Dataset records -
PR #6720, opened 2022-05-27
Fix `pyreverse` type annotations for attributes using alternative union syntax

DudeNr33:

## Type of Changes

## Description

Follow up to https://github.com/PyCQA/pylint/pull/6719#discussion_r883800036
The annotations were working correctly in method signatures, but not for attributes.

/CC @mbyrnepr2 would appreciate if you could do a review!


pylint/pyreverse/diagrams.py
```diff
@@ -159,7 +159,9 @@ def class_names(self, nodes_lst: Iterable[nodes.NodeNG]) -> list[str]:
             if isinstance(node, astroid.Instance):
                 node = node._proxied
             if (
-                isinstance(node, (nodes.ClassDef, nodes.Name, nodes.Subscript))
+                isinstance(
+                    node, (nodes.ClassDef, nodes.Name, nodes.Subscript, nodes.BinOp)
```
mbyrnepr2, line 163: I don't think you need to add this because it adds the BinOp node to the "class name" section in the diagram?

output

DudeNr33: Thank you for noticing this produces wrong output for `dot` files.

Regarding the code: it is necessary to add this, as this method is used to get the names for the names in the type annotation.
The problem was that the `|` character needs to be escaped when creating `dot` files, as it is otherwise rendered as the horizontal line we can see here between `str` and `int` for the `alternative_union_syntax` member.

It would probably be better to refactor and reuse your `get_annotation_label` here, too.
I noticed that currently the type annotations for attributes are determined in `diagrams.py`, whereas the type annotations for method signatures are determined in `printer.py`.
I added that to the list of refactoring todos (#6582).

mbyrnepr2: I think that sounds great @DudeNr33; I am sure there is room for improvements & I think your TODOs will make it a better tool for everyone. Let me know if I can help in any way & I'll be happy to pitch in when I can get time.

pylint/pyreverse/utils.py
```diff
@@ -218,7 +218,7 @@ def infer_node(node: nodes.AssignAttr | nodes.AssignName) -> set[Any]:
     ann = get_annotation(node)
     try:
         if ann:
-            if isinstance(ann, nodes.Subscript):
+            if isinstance(ann, (nodes.Subscript, nodes.BinOp)):
```
mbyrnepr2, line 221: Perhaps we could make it more strict as this would print something like `int + str` to the diagram if a `+` is used in the type annotation.

pylint/pyreverse/dot_printer.py
```diff
@@ -81,24 +81,26 @@ def emit_node(
...
-            label = "<<interface>>\\n" + label
-
         if properties.attrs is None and properties.methods is None:
             # return a "compact" form which only displays the class name in a box
             return label
 
         # Add class attributes
         attrs: list[str] = properties.attrs or []
-        label = "{" + label + "|" + r"\l".join(attrs) + r"\l|"
+        label = (
```
mbyrnepr2, line 95: It may be worth using an f-string here if it improves readability.

pylint/pyreverse/diagrams.py
mbyrnepr2: Perhaps one for the TODO list also is this [issue mentioned on SO](https://stackoverflow.com/questions/71059123/pyreverse-not-showing-composition-relationships-in-the-umls-when-using-absolute).

The thing here seems to be that relationships are broken when a type-annotation uses a class imported from another module. It works ok if both classes are in the same module.

DudeNr33: Thank you for your offer to contribute! 😊 👍  If you'd like to take a look at unifying the way type annotations for attributes and method signatures are determined, go ahead! 

Regarding the StackOverflow question: I haven't tried it yet, but my guess is that this will be fixed in 2.14 through #6617.

doc/whatsnew/2/2.14/summary.rst
```diff
@@ -260,6 +260,8 @@ Other Changes
 
   Closes #6467
 
+* Fix type annotations of class and instance attributes using the alternative union syntax.
+
```
DudeNr33, line 264: @Pierre-Sassoulas from what I've read in the new PR template this should be the right place for a user-facing bug fix.

mbyrnepr2 (approved):

doc/whatsnew/2/2.14/summary.rst
Pierre-Sassoulas: If it's in summary.py it should also be in the full changelog for 2.14 (we're going to release soon so it's not going to last). For 2.15 we're discussing what we're going to do in #6688, right now it's "all in a single file, in the right section (to be determined), with the PR number (not the original issue number) and enforced by the CI if the PR is not labelled maintenance or documentation in github". If you have an idea on how to do that better that would be welcome 😄

Pierre-Sassoulas (approved):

Exercise directions - Scan the records above for the word "like". Copy each line that has it.

Written answer -
mbyrnepr2, line 221: Perhaps we could make it more strict as this would print something like `int + str` to the diagram if a `+` is used in the type annotation.
DudeNr33: Thank you for your offer to contribute! 😊 👍  If you'd like to take a look at unifying the way type annotations for attributes and method signatures are determined, go ahead! 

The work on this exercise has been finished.